Он поднялся по ступенькам, отворил дверь спальни, зажег свет: в этом сигарном ящике светлого дерева вспыхнули розово-зеленым огнем флаконы на туалетном столике. Жюстена вновь охватило уже испытанное чувство, будто он вошел к чужим людям, ворвался в интимную жизнь незнакомой женщины. Но он тут же рассердился на себя за это. Все вокруг принадлежит ему, он у себя дома. Что же касается писем, – сама виновата, зачем их здесь бросила.

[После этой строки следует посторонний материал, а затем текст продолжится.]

PR #124, opened 2017-11-29
Move dependency downloader to importable init script

yunghuffy:
Adding this file allows a user to incorporate this function across gradle builds. Gradle can use this file when passing the `-I` flag.

### DIFF
--- a/gradle/init.d/init.gradle
+++ b/gradle/init.d/init.gradle
@@ -1,0 +1,18 @@
+def copyConfigs = {
+      def osa_dir = new File('osa_dependencies')
+      if ( !osa_dir.exists() ) {
+          osa_dir.mkdirs()
+      }
+      from project.configurations.compile
+      into 'jac_dependencies'
+}
+
+allprojects { project ->
+    afterEvaluate {
+        project.tasks.create(
+            name: 'copyDeps',
+            type: Copy,
+            copyConfigs,
+        )
+    }
+}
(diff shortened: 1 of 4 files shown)


gradle/init.d/init.gradle
```diff
@@ -0,0 +1,18 @@
+def copyConfigs = {
```
acrewdson, line 1: this looks good to me overall, only one question: what's the motivation for the name `copyConfigs` -- isn't this explicitly copying deps? or was there a name collision when creating the task below if you named the closure `copyDeps`?

yunghuffy: I had a real problem keeping the closure itself and the called task separate. When I was writing this sometimes it was hard to tell which context I was seeing errors in, the init script itself, or the task execution from gradle which has its own context.

acrewdson: ah, I see -- sounds like a pain; but now that you've got it working, what do you think about renaming it?

yunghuffy: I feel like the next person to work on this would hit the same issue I was hitting if they tried to work with this, especially if that person is me. What's the argument for renaming it?

acrewdson: no argument really -- if you think it's the right name, let's go with it 👍

gradle/init.d/init.gradle
```diff
@@ -0,0 +1,18 @@
...
+      def osa_dir = new File('osa_dependencies')
+      if ( !osa_dir.exists() ) {
+      osa_dir.mkdirs()
+          }
```
acrewdson: indentation is a bit weird in the two lines above

gradle/init.d/init.gradle
yunghuffy: Cool. If there is a legit namespacing issue or something to that effect, then I can totally be swayed. But if there's just a little merit to my debugging argument, then let's go with the little merit. Thanks for the feedback, though. Appreciate you keeping me honest.

acrewdson: sounds good 👍

yunghuffy:
This is also a merge when ready. Feedback from @imuchnik will be greatly appreciated.

acrewdson:
@champain good to merge?

yunghuffy:
This is ok to merge.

Жюстен вышел на террасу подышать ночным, по-весеннему влажным воздухом. С кем приезжала сюда эта Бланш? С государственным деятелем? Потому что тот влюбленный, которому удалось спасти для Франции полмиллиарда франков, конечно, был государственным деятелем. Должно быть, окончил Политехнический институт, все они, эти «деятели», кончали Политехнический институт. И так как литература не была его делом, он мечтал об одном: писать. Любовь он превращал в литературу и, вероятно, был высокого мнения о своем писательском даре, считая в душе, что ничем не хуже господ из «НРФ» … Таково было его тайное увлечение. Человек, у дверей кабинета которого, должно быть, стояли швейцары, а впереди его автомобиля мчались мотоциклы, был влюблен, как гимназист. Бланш при желании могла бы из него веревки вить! Та самая Бланш, которая, возможно, привозила сюда своего журналиста Пьера Лабургада. Жюстен Марлэн почувствовал, что становится просто смешон… «Эта самая» Бланш, «ее» журналист – что-то подозрительно похоже на самую обыкновенную досаду. Чужая интимная жизнь всегда почему-то неприемлема, непонятна. Где-нибудь в гостинице слышишь за стеной: «Чья это попочка? – Твоего Жозефа!» – а потом встречаешь в холле господина в летах с розеткой Почетного легиона в петлице и его почтенную супругу, и когда она вдруг скомандует: «Жозеф, поторапливайся – мы на поезд опаздываем!» – покажется, что это просто сон.
В любовных письмах, брошенных Бланш на произвол судьбы, думал Жюстен, не было ничего непристойного, они не походили на письма, распространяемые из-под полы, и оба писавшие хотели показать себя с самой лучшей стороны, в самом высоком накале своих чувств, со всеми полагающимися в состоянии любовного опьянения благоглупостями.
Лично у Жюстена Мерлэна были с любовью таинственные взаимоотношения. В кинематографической среде про него болтали разное, но в этой среде этому «разному» не придают особого значения.
Он знал достаточно женщин. Достаточно готовых на все. Ведь подумать только, мечты всех женщин зачастую могли воплотиться в жизнь лишь с его помощью. Он был известен как человек неуязвимый, поглощенный целиком своей режиссерской деятельностью, и поэтому-то старались обнаружить в нем пороки, изъяны. Возможно, они за ним и водились. Его глаза, до краев заполненные лазурью, и светлые волосы, окружавшие голову сиянием, которое с годами отодвигалось все дальше к затылку, в известной мере служили защитой против слишком грубых предположений.